Phi-4 at 14B is the answer they landed on in late 2024. Trained on 9.8 trillion tokens of carefully curated synthetic data, academic books, and filtered web content. The result is a model that consistently pushes above its weight class on reasoning and math. GPQA at 56.1 actually beats GPT-4o’s 50.6, which is a strong result for a 14B model
On coding, HumanEval sits at 82.6. Solid without being spectacular. Python is where it leads, the training data is heavily Python-weighted, so if your work lives in that ecosystem you’ll feel the difference. Other languages work but Python is where it’s most reliable
The practical advantage here is hardware. Q4 quantized or as a GGUF, it stays around 8-9GB in size that is comfortable on an RTX 4060, a base M2, or most mid-range setups on this list. MIT licensed.
But before you continue with this model its important to know that context window is 16K, shortest on this list by a significant margin.
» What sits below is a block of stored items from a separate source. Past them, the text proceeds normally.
PR #693, opened 2024-01-01
Add Aksu, Aral and Kuitun

martgnz:
http://www.akspub.com/html/bikezt/map/
http://www.kuitunbike.com/html/ktmap/

### DIFF
--- a/pybikes/aksu.py
+++ b/pybikes/aksu.py
@@ -22,7 +22,7 @@ class Aksu(BikeShareSystem):
 
         raw = scraper.request(self.endpoint)
 
-        marker_var = re.search(r'var ibike = (.*)', raw, re.DOTALL)
+        marker_var = re.search(r'var ibike = (.*)', raw)
         markers = json.loads(marker_var.group(1))
 
         stations = []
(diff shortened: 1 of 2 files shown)


pybikes/aksu.py
```diff
@@ -0,0 +1,52 @@
...
+        super(Aksu, self).__init__(tag, meta)
+        self.endpoint = endpoint
+        self.bbox = bbox
+
+    def update(self, scraper=None):
+        scraper = scraper or PyBikesScraper()
+
+        raw = scraper.request(self.endpoint)
+
+        marker_var = re.search(r'var ibike = (.*)', raw, re.DOTALL)
```
eskerda, line 25:
```suggestion
        marker_var = re.search(r'var ibike = (.*)', raw)
```

pybikes/aksu.py
```diff
@@ -0,0 +1,52 @@
...
+class AksuStation(BikeShareStation):
+    def __init__(self, data):
+        super(AksuStation, self).__init__()
+
+        self.name = data["name"]
+        self.latitude = float(data["lat"])
+        self.longitude = float(data["lng"])
+
+        self.bikes = int(data["availBike"])
+        self.free = int(data["capacity"])
```
eskerda, line 47: This field looks like the total capacity

PR #697, opened 2024-01-02
Automatic bbox filtering

eskerda:
This PR adds an utility class that magically filters by a bbox or bounds argument.

We have many systems that use the same boilerplate for filterting bounds. Not all cases are the same, for instance on gbfs and nextbike we prefilter before parsing the stations. For the general usecase, this utility class is the best of both worlds.

I have decided against adding it to the base class itself because of unexpected behaviors using properties. We could set a flag over at the class, like `disable_bbox_filtering`, but having that flag (undocumented) would probably be less explicit than using an utility class.

Let me know what you think

### DIFF
--- a/pybikes/aksu.py
+++ b/pybikes/aksu.py
@@ -6,16 +6,15 @@ import re
 import json
 
 from pybikes import BikeShareSystem, BikeShareStation, PyBikesScraper
-from pybikes.utils import filter_bounds
+from pybikes.utils import Bounded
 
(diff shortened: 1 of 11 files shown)


martgnz:
Nice! this will get rid of the boilerplate. It would be nice if it was automatic but I understand if it isn't possible.

The change looks good, only comment is that you will want to make `Gbfs` a bounded system too.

And multilingual support is weak, this is an English-first model and doesn’t pretend otherwise.
Capabilities
- GPQA 56.1, beating GPT-4o at this task
- HumanEval 82.6
- Python-first coding with strong reasoning
- 8-9GB VRAM with Q4 quantization
- MIT license
- 16K context window
You May Like: Top AI Image Generators You Can Run Locally
Which one fits your setup
| Model | Maker | Active Params | VRAM needed | Context | License | Best for |
|---|---|---|---|---|---|---|
| Gemma 4 E4B-IT | 4.5B | 6-8GB | 128K | Apache 2.0 | Multimodal + accessibility | |
| gpt-oss-20B | OpenAI | 3.6B | 16GB | 128K | Apache 2.0 | Reasoning + tool calling |
| DeepSeek-R1-Distill-Llama-8B | DeepSeek | 8B | 8GB | 128K | MIT | Reasoning + debugging |
| Qwen3.6-35B-A3B | Qwen | 3B | 20GB+ | 262K | Apache 2.0 | Agentic coding |
| Phi-4 14B | Microsoft | 14B | 8-9GB | 16K | MIT | Reasoning + Python |
The open source model space is moving consistently. A year ago a locally running model that could handle real GitHub issues or compete with o3-mini on coding benchmarks would have sounded optimistic. These five exist today open weights.
The gap between frontier and local isn’t closed yet. But it’s closing faster. The day a truly frontier-level coding model runs on a mid-range consumer GPU isn’t a prediction anymore. it’s starting to look like a timeline.
We’ll keep updating this list as the space moves.